Ich verdrehte innerlich die Augen.
(War ja klar, dass DIESES Prachtexemplar von Mann besetzt war!)
Ich hätte am liebsten laut geseufzt.
Mr Perfect mit dem VOLLEN Haar blickte lachend zu mir rüber und ich hatte das Gefühl, er zwinkerte mir zu. Für den Bruchteil einer Sekunde hielten unsere Augen Blickkontakt.
(Und exakt JETZT wusste ich, dass mir Amor im Nacken saß, obwohl er sich seit gut fünfzehn Jahren nicht mehr bei mir hatte blicken lassen.)
Derweil musterten mich die Frauen an dem Tisch neugierig.
(Ich musste dringend woanders hingucken!
Was leichter gesagt war, als getan, denn Mr Sexy war wie ein Magnet.)
Siedendheiß fiel mir dabei ein, dass ich für den Anlass der Session vielleicht falsch gekleidet sein könnte.
Ich blickte unauffällig an mir herunter.
(Okay, ich war wirklich LEICHT overdressed.

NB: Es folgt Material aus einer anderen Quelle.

PR #2004, opened 2023-05-02
control-service: custom app config values can we passed to helm.

murphp15:
# Why
We want to be able to change the frontend config depending on the situation it is deployed in.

Aber schließlich hatte ich heute noch einen wichtigen Termin, bei dem ich NICHT in Jeans und T-Shirt erscheinen konnte.)
Ich blickte nach vorne zur Bühne, wo sich bereits die ersten Musiker platzierten. Aber meine Ausdauer hielt nicht lange an. Mit einem möglichst unauffälligen Seitenblick musterte ich Mr Hot erneut.
Ich war unglaublich schlecht im Schätzen, aber ich nahm an, dass er so zwischen fünfunddreißig und fünfundvierzig sein musste. Ob er Sport trieb, konnte ich überhaupt nicht sagen, denn sein Bauch erinnerte ein wenig an den fünften oder sechsten Schwangerschaftsmonat.
(Und das wiederum ließ darauf schließen, dass er gutes Essen einer Fitnessstunde vorzog.)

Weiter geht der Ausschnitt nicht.